Na sala de aula, eu era o professor. Na venda, era o filho do seu Jesus Cardoso, o mesmo que vendia pingas e ouvia desabafos, que confiava, até mesmo em recém-chegados, e entregava os mantimentos para serem pagos no início do mês seguinte. Os dois espaços, aparentemente opostos, a bem da verdade se complementavam. Enquanto os livros me ensinavam teorias, a venda me mostrava a prática. Enquanto a escola falava de futuro, o balcão do meu pai exibia o presente cru de quem mal tinha tempo para sonhar. 
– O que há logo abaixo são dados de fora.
PR #1361, opened 2019-05-16
Fix crash in SectionSwitchViewHolder#handleRowClick()

mueller-ma:


mobile/src/main/java/org/openhab/habdroid/ui/WidgetAdapter.java
```diff
@@ -785,7 +785,11 @@ protected void handleRowClick() {
             if (visibleChildCount == 1) {
                 onClick(mRadioGroup.getChildAt(0));
             } else if (visibleChildCount == 2) {
-                String state = mBoundItem.state().asString();
+                ParsedState parsedState = mBoundItem.state();
+                if (parsedState == null) {
+                    return;
+                }
+                String state = parsedState.toString();
```
maniac103: `asString`, not `toString` (the latter - IIRC - prints all members)

PR #1401, opened 2019-06-22
Retry background item updates more often

### LINKED ISSUE #1370: Behaviour speed regression of NFC tag when connection not yet established
#### Current behaviour
I am reaching the front door of my house and I tap successfully the NFC tag. A toast message is displayed. The mobile will eventually connect to the WiFi. **_After a while, longer,_** the NFC action will trigger the switch correctly.

#### Previous behaviour
I am reaching the front door of my house and I tap successfully the NFC tag. As the connection to the OpenHAB on local network is not yet established, the activity page with the big "no signal" icon is displayed. The mobile eventually connects to the WiFi. **_Instantly_** as the WiFi is connected, the NFC action will trigger the switch correctly, the activity page with the "no signal" icon disappears immediately.
This behaviour was preferred for speedy performance on WiFi established connection.

To display a Toast as the NFC action is recognised is fine.
In the case the connection to OpenHAB are initially not successful, it would be ideal if, say for the first 60s/30s, the further attempts to connect to OpenHAB are done faster.

- NFC action is triggered. If connection to OpenHAB is successful, display a Toast. If connection to OpenHAB is not initially successful, display the "no signal" icon activity; that is fallback to previous behaviour.
- A settings on the mobile app to choose between new Toast based for NFC action (new behaviour) or bring up Activity (old behaviour)

### Additional context
The use case is approaching the front door of the house and use the NFC tap to trigger some OpenHAB actions of Welcome: this used to be very responsive with the previous behaviour (Activity page with "no signal" icon) because really immediately after WiFi did connect, the action on OpenHAB was performed; with the current Toast-based behaviour, there is still a response, but this happening way delayed, I didn't clocked but definitely at least about 30s later.

Can you kindly consider either of the 3 solutions above, or additional, to resolve this regression in behaviour speed, please?

btw Thank You, OpenHAB is really awesome!! 🙏 :)

mueller-ma:
The first retry is now after 10 seconds, the second one after 20, ...

Fixes #1370

### DIFF
--- a/mobile/src/main/java/org/openhab/habdroid/background/BackgroundTasksManager.kt
+++ b/mobile/src/main/java/org/openhab/habdroid/background/BackgroundTasksManager.kt
@@ -1,5 +1,6 @@
 package org.openhab.habdroid.background
 
+import android.annotation.SuppressLint
 import android.app.AlarmManager
 import android.content.BroadcastReceiver
 import android.content.Context
@@ -96,6 +97,7 @@ class BackgroundTasksManager : BroadcastReceiver() {
 
         // need to keep a ref for this to avoid it being GC'ed
         // (SharedPreferences only keeps a WeakReference)
+        @SuppressLint("StaticFieldLeak")
         private lateinit var prefsListener: PrefsListener
 
         fun initialize(context: Context) {
@@ -114,7 +116,7 @@ class BackgroundTasksManager : BroadcastReceiver() {
                 else
                     context.getString(R.string.nfc_tag_recognized_item, tag.item)
                 Util.showToast(context, message)
-                enqueueItemUpload(WORKER_TAG_PREFIX_NFC + tag.item, tag.item, tag.state)
+                enqueueItemUpload(WORKER_TAG_PREFIX_NFC + tag.item, tag.item, tag.state, BackoffPolicy.LINEAR)
             }
         }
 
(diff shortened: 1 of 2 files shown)


mobile/src/main/java/org/openhab/habdroid/background/BackgroundTasksManager.kt
```diff
@@ -145,6 +143,8 @@ class BackgroundTasksManager : BroadcastReceiver() {
                 .build()
             val workRequest = OneTimeWorkRequest.Builder(ItemUpdateWorker::class.java)
                 .setConstraints(constraints)
+                .setBackoffCriteria(BackoffPolicy.EXPONENTIAL,
+                    WorkRequest.MIN_BACKOFF_MILLIS, TimeUnit.MILLISECONDS)
```
maniac103: Isn't this the default anyway? https://developer.android.com/reference/kotlin/androidx/work/WorkRequest.Builder.html#setBackoffCriteria(androidx.work.BackoffPolicy,%20java.time.Duration)

I wonder whether there is an actual use case for exponential backoff in our case? Shouldn't linear backoff not work just fine?

mueller-ma: The default value is 30 seconds, `MIN_BACKOFF_MILLIS` is 10.

> I wonder whether there is an actual use case for exponential backoff in our case? Shouldn't linear backoff not work just fine?

I want to avoid spamming users that don't have a cloud instance set up. Imagine the alarm clock changes and they're not at home: After 10 * 10s = 100s they get an error notification.
With `EXPONENTIAL` the error is shown much later, but at the same time the first few retries are quite fast.

maniac103: Ah, right. Maybe use different criteria then? Linear for NFC uploads, exponential for background ones.

mueller-ma: Makes sense.

mueller-ma: Done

Hoje, quando olho para trás - há tempos o Empório Beija-flor cerrou as portas, vejo  que aquela venda foi minha segunda escola. E os bêbados, os viciados, os trabalhadores de mãos calejadas? Foram meus primeiros mestres. Ensinaram-me que a vida não cabe em fórmulas prontas, em regras frias, e que, às vezes, é no meio do barulho da sinuca e do cheiro de cachaça que a gente aprende tanto. 

E eu, que ali fui mais aprendiz que professor, sigo levando essas histórias para a sala de aula — porque educação, afinal, também se faz com vivências e memórias.